Stored items:
== == ==
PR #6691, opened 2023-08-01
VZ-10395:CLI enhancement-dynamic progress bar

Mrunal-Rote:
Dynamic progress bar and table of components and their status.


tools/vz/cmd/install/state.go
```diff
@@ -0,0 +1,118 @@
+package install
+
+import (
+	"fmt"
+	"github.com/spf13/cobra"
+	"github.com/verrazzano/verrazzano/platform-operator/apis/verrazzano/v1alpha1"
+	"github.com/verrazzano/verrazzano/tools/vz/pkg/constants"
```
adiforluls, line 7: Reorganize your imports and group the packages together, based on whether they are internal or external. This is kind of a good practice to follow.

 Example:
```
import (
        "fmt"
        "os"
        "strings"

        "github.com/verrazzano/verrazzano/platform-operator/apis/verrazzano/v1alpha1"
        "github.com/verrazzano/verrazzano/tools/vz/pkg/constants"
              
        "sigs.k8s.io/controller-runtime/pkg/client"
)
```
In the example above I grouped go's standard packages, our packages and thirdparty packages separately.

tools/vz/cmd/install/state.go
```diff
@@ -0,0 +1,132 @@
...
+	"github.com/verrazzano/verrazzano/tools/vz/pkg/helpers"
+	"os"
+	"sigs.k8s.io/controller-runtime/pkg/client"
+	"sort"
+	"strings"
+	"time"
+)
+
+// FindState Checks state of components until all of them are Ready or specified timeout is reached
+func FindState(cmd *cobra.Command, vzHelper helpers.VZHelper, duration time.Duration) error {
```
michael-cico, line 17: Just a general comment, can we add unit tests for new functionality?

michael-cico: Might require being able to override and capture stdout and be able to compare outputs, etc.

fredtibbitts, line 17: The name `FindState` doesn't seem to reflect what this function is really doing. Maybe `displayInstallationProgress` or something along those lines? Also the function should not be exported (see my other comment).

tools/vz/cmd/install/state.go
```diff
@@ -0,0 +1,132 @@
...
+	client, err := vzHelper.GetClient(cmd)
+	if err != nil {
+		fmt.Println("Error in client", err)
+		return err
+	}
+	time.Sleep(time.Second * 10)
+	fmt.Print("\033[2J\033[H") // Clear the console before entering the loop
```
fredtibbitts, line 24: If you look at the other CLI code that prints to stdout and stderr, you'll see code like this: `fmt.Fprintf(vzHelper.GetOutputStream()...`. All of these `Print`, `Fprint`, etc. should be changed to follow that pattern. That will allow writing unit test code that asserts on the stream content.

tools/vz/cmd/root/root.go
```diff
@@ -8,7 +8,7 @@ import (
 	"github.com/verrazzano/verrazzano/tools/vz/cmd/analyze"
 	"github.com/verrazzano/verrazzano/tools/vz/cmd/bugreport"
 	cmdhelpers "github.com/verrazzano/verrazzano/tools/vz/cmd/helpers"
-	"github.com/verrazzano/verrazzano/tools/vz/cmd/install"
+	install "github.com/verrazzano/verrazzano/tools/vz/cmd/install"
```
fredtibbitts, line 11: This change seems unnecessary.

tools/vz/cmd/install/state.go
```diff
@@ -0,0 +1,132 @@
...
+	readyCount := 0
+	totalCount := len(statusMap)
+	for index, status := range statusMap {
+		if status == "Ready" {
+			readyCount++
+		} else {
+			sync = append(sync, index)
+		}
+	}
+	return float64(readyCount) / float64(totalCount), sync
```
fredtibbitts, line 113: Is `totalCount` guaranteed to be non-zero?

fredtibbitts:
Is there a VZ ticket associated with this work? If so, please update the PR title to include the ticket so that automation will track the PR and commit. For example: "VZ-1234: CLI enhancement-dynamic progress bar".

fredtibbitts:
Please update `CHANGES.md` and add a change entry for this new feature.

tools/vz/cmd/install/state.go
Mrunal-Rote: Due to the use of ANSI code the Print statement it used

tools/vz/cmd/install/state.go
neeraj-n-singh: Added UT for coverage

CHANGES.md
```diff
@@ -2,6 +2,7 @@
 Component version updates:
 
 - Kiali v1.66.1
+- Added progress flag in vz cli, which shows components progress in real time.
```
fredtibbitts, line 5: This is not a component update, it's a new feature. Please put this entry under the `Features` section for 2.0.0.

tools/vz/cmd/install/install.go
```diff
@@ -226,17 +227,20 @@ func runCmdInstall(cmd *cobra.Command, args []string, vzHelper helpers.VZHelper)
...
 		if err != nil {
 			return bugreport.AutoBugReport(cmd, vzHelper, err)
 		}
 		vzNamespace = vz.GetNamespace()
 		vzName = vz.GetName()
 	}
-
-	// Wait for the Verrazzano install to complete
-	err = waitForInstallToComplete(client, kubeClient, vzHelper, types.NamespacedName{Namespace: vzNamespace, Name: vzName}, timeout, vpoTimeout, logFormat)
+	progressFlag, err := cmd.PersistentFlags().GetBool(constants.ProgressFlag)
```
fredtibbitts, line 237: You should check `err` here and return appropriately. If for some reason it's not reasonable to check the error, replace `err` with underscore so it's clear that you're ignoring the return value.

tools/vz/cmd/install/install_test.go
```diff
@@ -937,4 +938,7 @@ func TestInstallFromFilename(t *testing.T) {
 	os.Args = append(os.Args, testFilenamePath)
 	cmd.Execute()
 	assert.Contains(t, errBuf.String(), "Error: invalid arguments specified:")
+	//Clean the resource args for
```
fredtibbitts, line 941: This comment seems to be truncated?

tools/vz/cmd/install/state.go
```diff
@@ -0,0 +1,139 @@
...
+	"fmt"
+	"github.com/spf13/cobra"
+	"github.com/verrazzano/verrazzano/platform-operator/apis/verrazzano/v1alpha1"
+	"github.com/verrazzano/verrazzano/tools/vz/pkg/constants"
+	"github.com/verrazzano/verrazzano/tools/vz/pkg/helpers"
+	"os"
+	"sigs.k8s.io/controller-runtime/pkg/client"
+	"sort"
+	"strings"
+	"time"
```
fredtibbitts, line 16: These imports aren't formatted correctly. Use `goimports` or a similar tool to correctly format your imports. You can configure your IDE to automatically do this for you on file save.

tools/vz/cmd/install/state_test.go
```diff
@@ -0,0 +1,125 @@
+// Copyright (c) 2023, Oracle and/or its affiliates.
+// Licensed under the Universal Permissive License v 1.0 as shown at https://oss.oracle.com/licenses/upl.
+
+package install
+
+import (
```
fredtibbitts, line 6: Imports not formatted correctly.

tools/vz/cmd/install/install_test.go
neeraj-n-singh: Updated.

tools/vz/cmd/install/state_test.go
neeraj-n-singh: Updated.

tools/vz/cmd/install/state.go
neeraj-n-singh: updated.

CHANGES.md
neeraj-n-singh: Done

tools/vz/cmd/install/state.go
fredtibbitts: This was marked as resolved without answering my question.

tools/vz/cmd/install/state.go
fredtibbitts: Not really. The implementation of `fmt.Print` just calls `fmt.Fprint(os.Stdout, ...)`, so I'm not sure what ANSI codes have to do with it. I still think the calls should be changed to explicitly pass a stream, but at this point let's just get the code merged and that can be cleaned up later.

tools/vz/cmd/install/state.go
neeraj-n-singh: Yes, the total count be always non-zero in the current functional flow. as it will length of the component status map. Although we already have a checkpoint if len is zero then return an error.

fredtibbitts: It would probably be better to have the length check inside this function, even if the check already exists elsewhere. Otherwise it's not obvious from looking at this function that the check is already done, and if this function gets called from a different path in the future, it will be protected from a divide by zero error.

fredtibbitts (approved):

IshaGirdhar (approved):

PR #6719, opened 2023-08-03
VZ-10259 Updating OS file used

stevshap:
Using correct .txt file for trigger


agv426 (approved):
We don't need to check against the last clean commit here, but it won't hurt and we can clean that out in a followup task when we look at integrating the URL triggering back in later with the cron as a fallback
== == ==
### WORK ORDER
In the data above, how many lines contain the string "index"? Answer with the number only.

### WRITTEN SOLUTION
2